Life through pictures
The brain associates images, so if you can consciously create images according to your wishes, the brain and nervous system will automatically provide information and feedback continuously to ensure that it “deservedly exists” with a predefined image. In a famous clinical experiment, a group of basketball players were physically trained to throw more balls through the hoops, while others were only instructed to visualize hitting the target. . Despite not having any physical training, the second group scored far more points than the first group.
Your brain, nervous system, and muscles are the docile servants of the image established in your head. But the ability of your body and brain to articulate your desired self-image depends on its existence. It must be imprinted in the brain. With such a strong image, it would be difficult not to live, to be expressed in all that is related to the self-image.
Summary
“Human nature always has a goal to strive for. And since people are made with such inclinations, they will not be satisfied unless they are operated with the right purpose for which they are created - the striver. True success and happiness not only go hand in hand but enhance each other.”
Most self-help books are about goals, but how do you set work goals? Why does it work? Maltz was the first to learn the facts about machinery, and in this he made an inevitable influence on a generation of successful writers.
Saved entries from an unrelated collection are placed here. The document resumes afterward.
Issue #72, opened 2018-05-14
`make install` is failing


hiragram:
My environment:

- macOS 10.12.6
- Xcode 9.2
- Swift 4.0.3

```sh
$ make install
swift package clean
swift build --disable-sandbox -c release --static-swift-stdlib
Fetching https://github.com/JohnSundell/ShellOut.git
Fetching https://github.com/JohnSundell/Require.git
Fetching https://github.com/JohnSundell/Marathon.git
Fetching https://github.com/JohnSundell/Wrap.git
Fetching https://github.com/JohnSundell/Files.git
Fetching https://github.com/JohnSundell/Releases.git
Fetching https://github.com/JohnSundell/Unbox.git
error: dependency graph is unresolvable; found these conflicting requirements:

Dependencies:
    https://github.com/JohnSundell/Marathon.git @ 3.0.0..<4.0.0
error: product dependency 'MarathonCore' not found
make: *** [build] Error 1
```

What can I do ? Both of manual install and `brew install` are failing due to the same error.

orta:
Looks like something changed in marathon?

hiragram:
@sunshinejr I haven't tried 9.3 because I am still on Low Sierra. Will consider to upgrade to Higher one. Thank you. I am glad to hear that.

orta:
Maybe you could send a PR checking for that in `make install` and let people know it's 9.3 only?

hiragram:
Nice. I will.

hiragram:
For now, I have updated readme as telling that Swift 4.1. is required.

orta:
Cool, this PR got merged

PR #74, opened 2018-05-22
Add requirements (Swift version)

hiragram:
Related to #72

Latest release of danger-swift only works with Swift 4.1 .


orta:
Good thinking

Issue #76, opened 2018-05-27
Should sourcery be removed from code?


Sega-Zero:
Swift 4.1 already has Auto-equatable feature, so is there still a reason to have sourcery template for a boilerplate code?

orta:
That could work yeah, less is less

yhkaplan:
I’m the one who added Sourcery generated files. I’ll try removing them when I get the chance.

yhkaplan:
Just tried this in a personal project. One limitation seems to be that Swift won’t generate conformance in the test target, separate from the main target, but I don’t foresee any issue with adding equatable conformance directly in the main target.

PR #78, opened 2018-07-07
Remove sourcery

yhkaplan:
## What 
As per [#76](https://github.com/danger/danger-swift/issues/76), this removes Sourcery templates and code in favor of Swift 4.1 automatic Equatable conformance.

## Why
Code generation for Equatable is not necessary anymore as Swift 4.1 features automatic conformance for Equatable. While Sourcery is reliable, using native Swift auto-conformance makes for a simpler toolset when getting started with Danger, and is significantly less likely to require maintenance between major Swift versions. 

## How
* Remove templates, sourcery.yml, AutoEquatable protocol, and conformance declarations
* Add Equatable with Xcode's regex find and replace as below

## Concerns
* Adding Equatable conformance in the Test target did not work, meaning it had to be added directly in the Main target
    * This adds a small amount of clutter to the model objects affected
* Some model objects feature an "ID" or otherwise unique property that is technically the only parameter needed to define equatability
    * These model objects may have this more technically "correct" conformance added, causing tests to miss all the other parameters
    * For now, I believe this doesn't present a major problem, but it may cause tests coverage to drop dramatically if not watched
    * One solution may be to write a Danger rule that's triggered by `func == (rhs: ...)`, reminding the developer that the tests require a workaround


yhkaplan:
CI failing at Danger JS, but I don't understand what "Danger JS did not include fails" means. Perhaps the config file has some kind of error?
```
Error:  Error: Results passed to Danger JS did not include fails.
{}
    at /Users/travis/.nvm/versions/node/v6.12.3/lib/node_modules/danger/distribution/dsl/DangerResults.js:20:19
    at Array.forEach (native)
    at Object.validateResults (/Users/travis/.nvm/versions/node/v6.12.3/lib/node_modules/danger/distribution/dsl/DangerResults.js:16:24)
    at Executor.<anonymous> (/Users/travis/.nvm/versions/node/v6.12.3/lib/node_modules/danger/distribution/runner/Executor.js:162:41)
    at step (/Users/travis/.nvm/versions/node/v6.12.3/lib/node_modules/danger/distribution/runner/Executor.js:32:23)
    at Object.next (/Users/travis/.nvm/versions/node/v6.12.3/lib/node_modules/danger/distribution/runner/Executor.js:13:53)
    at /Users/travis/.nvm/versions/node/v6.12.3/lib/node_modules/danger/distribution/runner/Executor.js:7:71
    at __awaiter (/Users/travis/.nvm/versions/node/v6.12.3/lib/node_modules/danger/distribution/runner/Executor.js:3:12)
    at Executor.handleResults (/Users/travis/.nvm/versions/node/v6.12.3/lib/node_modules/danger/distribution/runner/Executor.js:158:16)
    at Object.<anonymous> (/Users/travis/.nvm/versions/node/v6.12.3/lib/node_modules/danger/distribution/commands/utils/runDangerSubprocess.js:108:47)
The command "DEBUG="*" danger process .build/x86_64-apple-macosx10.10/debug/danger-swift" exited with 1.
```

orta:
This feels like a danger-js bug tbh

yhkaplan:
Seems to be ok on the Linux CI and my local machine

orta:
I shipped an update with danger-js for some improved logging, but I don't think that should block this PR

PR #79, opened 2018-07-17
[BitbucketServer] Make description, commiter and committerTimestamp optional

acecilia:
Following implementation in https://github.com/danger/danger-swift/pull/75 and https://github.com/danger/danger-swift/pull/73


orta:
👍

PR #957, opened 2019-05-04
Add support for overriding webpack config

### LINKED ISSUE #676: Call webpack config function with env object
### What's up?

Right now a function webpack config is called with env string (eg. "development" or "production"). But webpack calls it with all environment vars, which looks like `{ prod: true }`.

* [Read about the feature here](https://github.com/react-cosmos/react-cosmos#custom-webpack-config)
* [Here is where the function is current called](https://github.com/react-cosmos/react-cosmos/blob/4a13b775617a031817008a8611e70db515dc355e/packages/react-cosmos/src/server/extend-webpack-config.js#L43)

### Mkay, tell me more...

- https://webpack.js.org/configuration/configuration-types/#exporting-a-function
- https://webpack.js.org/api/cli/#environment-options
- https://webpack.js.org/guides/environment-variables/

skidding:
Fixes #676


skidding:
@kevin940726 This feature allows you to extend your webpack config, as discussed on Slack.

I didn't pass the base config to the exported user config because that would violate webpack's API and could result in some user webpack configs not being compatible with Cosmos. Instead, I mirrored the arguments webpack passes to function configs as defined here: https://webpack.js.org/configuration/configuration-types/#exporting-a-function.

Additionally, to give users the possibility to extend their config without creating a new one, I added `overridePath` which works similar to an existing config in Cosmos Classic. I documented webpack configuration in Cosmos Next: https://github.com/react-cosmos/react-cosmos/blob/d4c509f2c170e9a5063129513865a040a182ede1/NEXT.md#webpack. Can you please take a look and let me know if it covers all your needs?

Otherwise this is ready to merge and release.

kevin940726:
@skidding Looks good! I just built it and tested myself, it works like a charm, thx! (whoa I didn't know that webpack supports function config natively)

Issue #946, opened 2019-04-11
Yarn PnP compatibility


stellarhoof:
### What's wrong?

When using yarn plug n play, I cannot run cosmos since it tries to import the `debug` package without having it declared in its dependencies (although I don't know if this is because yarn is more strict with respect to dependencies). I cloned the react-cosmos repo and added `debug` to `packages/react-cosmos/package.json` and it worked.

`react-cosmos-voyager2` is missing `lodash`

stellarhoof:
Now `packages/react-cosmos` is missing `slash`. It'd be useful if the entire repo was ran through yarn pnp to figure out missing ones since it has stricter dependency requirements.

skidding:
@stellarhoof Thanks for reporting these!

What's the best way to check? I just ran `yarn --pnp` in the Cosmos repo root and it didn't complain.

skidding:
These issues should be fixed in `v5.0.0-alpha.2` (presuming you're interested in Cosmos Next).

But let me know if you have an answer to my previous question. I'd like to include a small CI step to prevent this from happening in the future. Thanks!

stellarhoof:
Getting there, but there are still missing deps. To reproduce, make an empty directory with a stub `package.json` like
```
{
  "name": "stub",
  "version": "0.0.0",
  "installConfig": {
    "pnp": true
  },
  "scripts": {},
  "dependencies": {
    "react-cosmos": "5.0.0-alpha.2"
  }
}
```
Then do `yarn install` followed by `yarn cosmos`

skidding:
Hmm, maybe I'm not grasping how pnp works, but here's an error I don't understand.

> ERROR in /Users/ovidiu/Library/Caches/Yarn/v4/npm-react-cosmos-5.0.0-alpha.2-f4ccdad5b29e38ed61b443fe03a3b3f7e0c28201/node_modules/react-cosmos/dist/plugins/webpack/client/errorOverlay/reactErrorOverlay.js
Module not found: Error: **Can't resolve 'react-error-overlay'** in '/Users/ovidiu/Library/Caches/Yarn/v4/npm-react-cosmos-5.0.0-alpha.2-f4ccdad5b29e38ed61b443fe03a3b3f7e0c28201/node_modules/react-cosmos/dist/plugins/webpack/client/errorOverlay'

The `react-cosmos` package _does_ have `react-error-overlay` as a dependency.

[...]

PR #989, opened 2019-07-11
fixed peerDependencies

marco-silva0000:
This fix will allow for this lib to be used with yarn berry and yarn pnp without having to manually hack into the yarn.lock file.

when forking the inicial branch, upgrading to yarn berry, i had the warnings at end of post.
These warnings cause errors when using cosmos on my packages with PNP.
I have a branch on my fork with this library on yarn2, but I haven't tested it.

With these fixes the warnings go away(the ones related to this lib). This is related to #946 so hopefully we can move on that issue.

```
➤ YN0000: ┌ Resolution step
➤ YN0002: │ @typescript-eslint/parser@npm:1.11.0 doesn't provide typescript@* requested by @typescript-eslint/experimental-utils@npm:1.11.0
➤ YN0002: │ react-cosmos-shared2@workspace:packages/react-cosmos-shared2 doesn't provide react@^0.14.8 || ^15.0.1 || ^16.0.0 requested by react-element-to-jsx-string@npm:14.0.2
➤ YN0002: │ react-cosmos-shared2@workspace:packages/react-cosmos-shared2 doesn't provide react-dom@^0.14.8 || ^15.0.1 || ^16.0.0 requested by react-element-to-jsx-string@npm:14.0.2
➤ YN0002: │ react-cosmos-playground2@workspace:packages/react-cosmos-playground2 doesn't provide webpack@^1.0.0 || ^2.0.0 || ^3.0.0 || ^4.0.0 requested by html-webpack-plugin@npm:3.2.0
➤ YN0002: │ react-cosmos@workspace:packages/react-cosmos doesn't provide webpack@^4.0.0 requested by webpack-dev-middleware@npm:3.7.0
➤ YN0002: │ react-cosmos-example@workspace:example doesn't provide webpack@^1.0.0 || ^2.0.0 || ^3.0.0 || ^4.0.0 requested by html-webpack-plugin@npm:3.2.0
➤ YN0000: └ Completed in 0.19s
➤ YN0000: ┌ Fetch step
➤ YN0000: └ Completed in 1.11s
➤ YN0000: ┌ Link step
➤ YN0000: └ Completed in 4.05s
➤ YN0000: Done with warnings in 5.46s
```

### DIFF
--- a/example/package.json
+++ b/example/package.json
@@ -8,7 +8,10 @@
     "start": "cosmos"
   },
   "dependencies": {
-    "react-cosmos": "^5.0.0-alpha.15"
+    "react": "^16.0.0",
+    "react-cosmos": "^5.0.0-alpha.15",
+    "react-dom": "^16.0.0",
+    "webpack": "^4.0.0"
   },
   "devDependencies": {
     "html-webpack-plugin": "^3.2.0"
--- a/packages/react-cosmos-fixture/package.json
+++ b/packages/react-cosmos-fixture/package.json
@@ -11,5 +11,9 @@
     "react-cosmos-shared2": "^5.0.0-alpha.14",
     "react-is": "^16.8.6",
     "socket.io-client": "^2.2.0"
+  },
+  "peerDependencies": {
+    "react": "^16.0.0",
+    "react-dom": "^16.0.0"
   }
 }
--- a/packages/react-cosmos-playground2/package.json
+++ b/packages/react-cosmos-playground2/package.json
@@ -16,5 +16,8 @@
     "react-plugin": "^2.0.0-alpha.6",
     "socket.io-client": "^2.2.0",
     "styled-components": "^4.3.2"
+  },
+  "peerDependencies": {
+    "webpack": "^4.0.0"
   }
 }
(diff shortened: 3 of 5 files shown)


skidding:
@marco-silva0000 Thanks for looking into this. I'm not sure this is the right approach, though.

First of all:
- I don't see why any package would require `webpack` as a dependency (let alone react-cosmos-playground2 which is published prebuilt), because only the server uses webpack and it imports it dynamically (at runtime) if it detects it in the user's node_modules.
- The example package shouldn't really matter to users because it's not published.

But most importantly, and probably what _does_ help your situation:
- Adding `react` and `react-dom` to peerDependencies does sound like a good idea. They used to be there in the past. The reason I removed them is because people who use stuff like create-react-app which has react/react-dom as a transitive dependency (not explicit in the user's package.json) will get annoying warnings whenever they do npm/yarn install saying Cosmos depends on react and react is missing, when in fact react is NOT missing, it's just installed by create-react-app (or similar) implicitly.

Let me know if you have any thoughts on this. I would definitely like to solve the PnP situation but I don't to introduce other issues at the same time. Thanks again for taking the time to fix this!

skidding:
Closing this because it's outdated. Please check out [this comment](https://github.com/react-cosmos/react-cosmos/issues/946#issuecomment-531263762).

With an emphasis on self-awareness, actively paved the way for hundreds of books on the power of assertiveness and visualization techniques. Psychoanalysis has sold millions of copies because it provides the scientific basis for dreams.
Although the work is read by the writer, it is really a textbook. Scientific and informatics references become obsolete, but cybernetics principles remain influential. Complexity theory, artificial intelligence, and cognitive science all arise from understanding cybernetics of how the immaterial, "ghost in the machine" leads the way. This makes Psychometrics the perfect life-skills book in a tech culture.
The book is admirable because it was written at a time when behaviorism and the study of time and motion had a tendency to mechanically transform people. Maltz's expression of genius is embodied in the statement that while our transformation into machines, and while goal-setting with the self-realization of dynamics, can be best expressed within the limits of mechanistic theory, the great diversity of our desires and abilities can create a new world where there are unique people. The fire of imagination, ambition and will will never turn into a machine.
“At a functionally relevant level, the brain and nervous system form a goal striving mechanism.”